__Provided records__

◆ ◆ ◆ ◆

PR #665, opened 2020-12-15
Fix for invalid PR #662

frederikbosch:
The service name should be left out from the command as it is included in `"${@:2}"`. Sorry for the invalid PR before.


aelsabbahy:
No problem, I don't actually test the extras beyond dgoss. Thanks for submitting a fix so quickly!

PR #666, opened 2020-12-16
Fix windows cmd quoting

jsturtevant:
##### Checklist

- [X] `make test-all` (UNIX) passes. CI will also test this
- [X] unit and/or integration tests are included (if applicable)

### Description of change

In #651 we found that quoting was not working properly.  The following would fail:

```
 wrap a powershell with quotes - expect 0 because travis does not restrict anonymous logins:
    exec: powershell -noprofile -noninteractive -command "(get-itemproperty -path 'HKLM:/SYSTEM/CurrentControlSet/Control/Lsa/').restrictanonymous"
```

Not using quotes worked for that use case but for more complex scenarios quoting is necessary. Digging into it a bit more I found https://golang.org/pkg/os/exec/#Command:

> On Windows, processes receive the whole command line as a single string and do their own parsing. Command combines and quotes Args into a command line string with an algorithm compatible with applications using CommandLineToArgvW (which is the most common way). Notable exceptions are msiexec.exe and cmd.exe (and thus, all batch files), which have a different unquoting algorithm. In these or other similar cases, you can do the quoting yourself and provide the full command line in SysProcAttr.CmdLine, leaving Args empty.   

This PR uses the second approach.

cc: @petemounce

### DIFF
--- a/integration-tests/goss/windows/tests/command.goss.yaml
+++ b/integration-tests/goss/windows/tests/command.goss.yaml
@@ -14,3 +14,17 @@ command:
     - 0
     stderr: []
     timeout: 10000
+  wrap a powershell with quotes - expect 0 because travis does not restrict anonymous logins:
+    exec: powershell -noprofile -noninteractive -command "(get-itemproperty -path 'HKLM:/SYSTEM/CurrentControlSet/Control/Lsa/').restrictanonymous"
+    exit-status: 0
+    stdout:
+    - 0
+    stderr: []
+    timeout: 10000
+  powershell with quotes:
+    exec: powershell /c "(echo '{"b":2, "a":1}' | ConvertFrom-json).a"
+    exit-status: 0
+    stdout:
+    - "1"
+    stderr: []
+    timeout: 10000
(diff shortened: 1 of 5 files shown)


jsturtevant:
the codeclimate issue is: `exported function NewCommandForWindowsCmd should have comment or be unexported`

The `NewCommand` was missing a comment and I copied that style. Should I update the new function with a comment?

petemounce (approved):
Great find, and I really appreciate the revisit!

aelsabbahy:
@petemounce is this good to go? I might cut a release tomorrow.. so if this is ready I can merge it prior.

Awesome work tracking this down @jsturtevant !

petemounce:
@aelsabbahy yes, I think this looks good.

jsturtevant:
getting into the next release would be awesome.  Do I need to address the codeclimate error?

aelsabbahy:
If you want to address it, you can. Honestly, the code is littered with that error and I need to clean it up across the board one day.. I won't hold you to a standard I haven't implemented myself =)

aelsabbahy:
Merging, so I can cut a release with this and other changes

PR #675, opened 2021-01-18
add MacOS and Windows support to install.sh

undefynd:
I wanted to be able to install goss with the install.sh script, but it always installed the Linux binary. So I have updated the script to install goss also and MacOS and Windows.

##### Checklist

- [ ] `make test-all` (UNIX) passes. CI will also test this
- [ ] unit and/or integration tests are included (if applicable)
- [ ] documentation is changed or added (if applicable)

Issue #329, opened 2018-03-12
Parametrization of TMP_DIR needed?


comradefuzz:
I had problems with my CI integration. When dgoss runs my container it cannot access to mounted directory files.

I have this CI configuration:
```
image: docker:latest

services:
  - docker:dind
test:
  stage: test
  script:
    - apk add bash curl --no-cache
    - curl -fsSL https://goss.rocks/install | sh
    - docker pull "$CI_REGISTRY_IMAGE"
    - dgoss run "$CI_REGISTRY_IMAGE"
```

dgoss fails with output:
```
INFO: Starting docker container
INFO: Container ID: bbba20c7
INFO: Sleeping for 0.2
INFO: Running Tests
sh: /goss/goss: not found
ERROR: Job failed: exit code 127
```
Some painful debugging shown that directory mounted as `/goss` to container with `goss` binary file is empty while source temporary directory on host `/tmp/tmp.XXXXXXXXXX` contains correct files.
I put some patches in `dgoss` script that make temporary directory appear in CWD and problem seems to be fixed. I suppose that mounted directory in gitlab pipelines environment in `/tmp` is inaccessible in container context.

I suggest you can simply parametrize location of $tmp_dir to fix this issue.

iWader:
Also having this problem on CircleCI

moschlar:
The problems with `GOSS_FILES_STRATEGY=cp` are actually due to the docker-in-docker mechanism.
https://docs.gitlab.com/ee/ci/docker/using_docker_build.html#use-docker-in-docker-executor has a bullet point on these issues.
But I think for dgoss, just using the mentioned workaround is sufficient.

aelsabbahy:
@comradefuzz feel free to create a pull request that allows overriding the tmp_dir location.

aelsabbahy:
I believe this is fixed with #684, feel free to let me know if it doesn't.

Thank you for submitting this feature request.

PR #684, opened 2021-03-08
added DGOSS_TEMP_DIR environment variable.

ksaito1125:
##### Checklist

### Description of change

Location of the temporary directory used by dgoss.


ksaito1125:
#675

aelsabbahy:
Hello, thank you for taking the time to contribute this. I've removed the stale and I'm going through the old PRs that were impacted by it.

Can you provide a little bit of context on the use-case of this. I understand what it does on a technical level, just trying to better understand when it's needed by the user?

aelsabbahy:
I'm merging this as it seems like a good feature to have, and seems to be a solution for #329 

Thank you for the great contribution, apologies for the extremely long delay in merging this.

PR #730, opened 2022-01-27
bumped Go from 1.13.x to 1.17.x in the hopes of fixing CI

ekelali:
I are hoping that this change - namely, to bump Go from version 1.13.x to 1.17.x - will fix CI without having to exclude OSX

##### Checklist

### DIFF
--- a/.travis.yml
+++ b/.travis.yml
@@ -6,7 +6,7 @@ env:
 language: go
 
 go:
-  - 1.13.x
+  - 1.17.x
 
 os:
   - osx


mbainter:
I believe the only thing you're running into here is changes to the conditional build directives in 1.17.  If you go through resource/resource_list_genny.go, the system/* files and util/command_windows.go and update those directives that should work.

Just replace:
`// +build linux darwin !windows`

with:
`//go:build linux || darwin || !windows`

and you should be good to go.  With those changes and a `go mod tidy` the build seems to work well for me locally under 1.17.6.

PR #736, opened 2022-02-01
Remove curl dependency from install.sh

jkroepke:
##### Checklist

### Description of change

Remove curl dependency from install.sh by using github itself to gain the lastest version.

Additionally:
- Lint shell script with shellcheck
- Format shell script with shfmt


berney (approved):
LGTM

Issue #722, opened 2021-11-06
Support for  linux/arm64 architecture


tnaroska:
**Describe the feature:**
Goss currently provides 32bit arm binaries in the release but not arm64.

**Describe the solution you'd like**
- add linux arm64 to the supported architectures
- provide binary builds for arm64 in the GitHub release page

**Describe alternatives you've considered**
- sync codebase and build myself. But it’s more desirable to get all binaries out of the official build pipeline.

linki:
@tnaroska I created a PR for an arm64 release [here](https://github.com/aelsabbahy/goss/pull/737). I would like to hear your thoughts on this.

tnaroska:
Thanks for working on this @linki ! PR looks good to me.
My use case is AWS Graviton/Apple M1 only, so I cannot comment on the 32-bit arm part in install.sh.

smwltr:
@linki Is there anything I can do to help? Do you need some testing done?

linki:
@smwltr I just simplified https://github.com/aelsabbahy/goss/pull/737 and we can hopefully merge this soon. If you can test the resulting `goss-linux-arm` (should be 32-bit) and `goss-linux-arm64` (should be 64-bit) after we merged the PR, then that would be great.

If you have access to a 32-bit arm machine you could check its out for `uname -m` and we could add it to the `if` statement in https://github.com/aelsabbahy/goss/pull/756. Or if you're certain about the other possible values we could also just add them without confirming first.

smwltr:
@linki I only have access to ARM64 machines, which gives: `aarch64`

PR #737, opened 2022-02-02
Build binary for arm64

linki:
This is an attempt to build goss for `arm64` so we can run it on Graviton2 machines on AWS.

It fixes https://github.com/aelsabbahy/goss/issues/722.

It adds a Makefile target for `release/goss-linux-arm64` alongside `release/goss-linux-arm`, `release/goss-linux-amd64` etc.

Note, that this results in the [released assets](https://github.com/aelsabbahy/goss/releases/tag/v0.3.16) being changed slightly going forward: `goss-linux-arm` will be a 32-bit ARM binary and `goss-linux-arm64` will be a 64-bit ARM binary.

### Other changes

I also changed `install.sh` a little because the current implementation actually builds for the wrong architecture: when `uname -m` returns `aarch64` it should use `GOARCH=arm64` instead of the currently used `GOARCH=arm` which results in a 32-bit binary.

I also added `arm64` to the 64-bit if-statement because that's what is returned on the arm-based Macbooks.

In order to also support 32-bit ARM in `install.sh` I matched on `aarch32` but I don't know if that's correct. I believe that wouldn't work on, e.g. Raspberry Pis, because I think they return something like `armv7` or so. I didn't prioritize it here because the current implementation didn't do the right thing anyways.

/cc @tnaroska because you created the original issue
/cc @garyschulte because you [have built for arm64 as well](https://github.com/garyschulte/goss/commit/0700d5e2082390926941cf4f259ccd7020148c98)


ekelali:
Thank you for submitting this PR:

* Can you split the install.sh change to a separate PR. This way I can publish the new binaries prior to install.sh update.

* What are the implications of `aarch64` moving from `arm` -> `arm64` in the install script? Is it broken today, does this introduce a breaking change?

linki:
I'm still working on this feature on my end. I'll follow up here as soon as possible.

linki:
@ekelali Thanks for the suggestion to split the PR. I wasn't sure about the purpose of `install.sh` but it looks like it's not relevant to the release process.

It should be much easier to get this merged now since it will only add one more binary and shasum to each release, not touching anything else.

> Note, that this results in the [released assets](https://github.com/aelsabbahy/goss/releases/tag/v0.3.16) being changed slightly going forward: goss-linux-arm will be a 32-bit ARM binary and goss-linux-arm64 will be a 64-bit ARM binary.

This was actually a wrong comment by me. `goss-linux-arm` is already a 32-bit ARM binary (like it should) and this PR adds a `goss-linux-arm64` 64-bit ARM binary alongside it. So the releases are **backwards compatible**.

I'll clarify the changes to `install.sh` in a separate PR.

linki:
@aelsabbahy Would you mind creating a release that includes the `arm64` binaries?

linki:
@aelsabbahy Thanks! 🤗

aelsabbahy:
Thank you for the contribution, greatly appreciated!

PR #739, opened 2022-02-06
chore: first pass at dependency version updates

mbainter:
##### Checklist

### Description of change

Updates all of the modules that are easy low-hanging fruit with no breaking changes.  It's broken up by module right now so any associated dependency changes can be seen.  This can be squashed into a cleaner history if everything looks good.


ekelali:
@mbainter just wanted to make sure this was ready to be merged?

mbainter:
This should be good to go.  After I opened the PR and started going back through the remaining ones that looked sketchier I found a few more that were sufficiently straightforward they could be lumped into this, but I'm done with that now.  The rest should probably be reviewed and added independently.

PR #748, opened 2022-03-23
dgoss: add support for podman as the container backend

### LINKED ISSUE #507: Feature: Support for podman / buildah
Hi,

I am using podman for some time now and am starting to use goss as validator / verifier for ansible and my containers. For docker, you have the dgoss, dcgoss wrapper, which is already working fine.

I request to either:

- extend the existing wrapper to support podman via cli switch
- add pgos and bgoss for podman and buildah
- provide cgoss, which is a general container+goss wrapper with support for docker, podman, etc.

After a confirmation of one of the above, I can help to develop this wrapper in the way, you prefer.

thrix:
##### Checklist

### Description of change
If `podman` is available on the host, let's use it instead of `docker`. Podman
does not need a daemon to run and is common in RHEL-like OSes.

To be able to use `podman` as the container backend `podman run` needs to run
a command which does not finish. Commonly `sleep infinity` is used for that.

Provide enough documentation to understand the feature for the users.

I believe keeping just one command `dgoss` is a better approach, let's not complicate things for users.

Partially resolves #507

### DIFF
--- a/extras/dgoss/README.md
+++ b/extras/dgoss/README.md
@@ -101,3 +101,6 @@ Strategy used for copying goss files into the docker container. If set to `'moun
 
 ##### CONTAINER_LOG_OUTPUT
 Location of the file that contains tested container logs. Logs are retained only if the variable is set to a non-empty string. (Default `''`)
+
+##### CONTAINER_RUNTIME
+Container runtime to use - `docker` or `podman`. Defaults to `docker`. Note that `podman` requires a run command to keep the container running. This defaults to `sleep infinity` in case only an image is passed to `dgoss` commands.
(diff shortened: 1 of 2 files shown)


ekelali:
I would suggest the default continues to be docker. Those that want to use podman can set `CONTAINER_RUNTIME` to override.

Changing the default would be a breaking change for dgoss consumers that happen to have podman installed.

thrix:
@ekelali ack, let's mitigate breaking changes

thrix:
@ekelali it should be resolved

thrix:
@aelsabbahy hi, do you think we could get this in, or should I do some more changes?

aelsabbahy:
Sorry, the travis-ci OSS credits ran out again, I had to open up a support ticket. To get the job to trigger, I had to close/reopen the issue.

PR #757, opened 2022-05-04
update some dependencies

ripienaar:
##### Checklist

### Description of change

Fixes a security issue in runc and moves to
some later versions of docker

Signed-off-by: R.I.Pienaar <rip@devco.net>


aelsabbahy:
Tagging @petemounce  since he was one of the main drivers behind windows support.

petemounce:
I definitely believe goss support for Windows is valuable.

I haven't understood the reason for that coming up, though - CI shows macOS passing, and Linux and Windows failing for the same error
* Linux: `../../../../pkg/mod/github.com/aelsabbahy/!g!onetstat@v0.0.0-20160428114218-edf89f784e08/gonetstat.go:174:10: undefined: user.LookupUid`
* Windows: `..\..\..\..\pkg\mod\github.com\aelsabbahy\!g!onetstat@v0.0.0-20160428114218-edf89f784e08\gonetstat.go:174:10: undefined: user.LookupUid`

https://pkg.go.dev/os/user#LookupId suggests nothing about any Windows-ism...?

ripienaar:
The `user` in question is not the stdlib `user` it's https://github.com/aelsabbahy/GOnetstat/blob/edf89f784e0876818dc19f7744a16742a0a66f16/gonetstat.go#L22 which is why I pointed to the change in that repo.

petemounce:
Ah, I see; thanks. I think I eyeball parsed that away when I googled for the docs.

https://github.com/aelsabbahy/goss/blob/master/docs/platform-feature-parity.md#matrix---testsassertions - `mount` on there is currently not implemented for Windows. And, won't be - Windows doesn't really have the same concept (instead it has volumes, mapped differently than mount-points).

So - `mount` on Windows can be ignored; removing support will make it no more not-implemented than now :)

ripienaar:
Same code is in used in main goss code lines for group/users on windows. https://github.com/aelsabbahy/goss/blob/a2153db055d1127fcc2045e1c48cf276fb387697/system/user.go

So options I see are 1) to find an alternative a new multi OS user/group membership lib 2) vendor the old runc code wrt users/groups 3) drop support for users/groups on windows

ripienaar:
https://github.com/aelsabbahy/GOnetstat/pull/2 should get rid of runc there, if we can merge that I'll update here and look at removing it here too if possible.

◆ ◆ ◆ ◆

__Work task__
Find the string "already" in the material above. Then copy each line that has it.

__Solution for this task__
This was actually a wrong comment by me. `goss-linux-arm` is already a 32-bit ARM binary (like it should) and this PR adds a `goss-linux-arm64` 64-bit ARM binary alongside it. So the releases are **backwards compatible**.
I am using podman for some time now and am starting to use goss as validator / verifier for ansible and my containers. For docker, you have the dgoss, dcgoss wrapper, which is already working fine.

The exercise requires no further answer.